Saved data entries
↓

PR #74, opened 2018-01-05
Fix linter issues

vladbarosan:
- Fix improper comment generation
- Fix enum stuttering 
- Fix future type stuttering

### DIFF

↑
↓

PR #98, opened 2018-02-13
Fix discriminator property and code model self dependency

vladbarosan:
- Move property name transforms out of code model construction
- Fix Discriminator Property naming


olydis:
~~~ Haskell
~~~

↑

→ TASK BRIEF
Provide the count of lines above containing "code", without any added words.

→ FINISHED TASK
2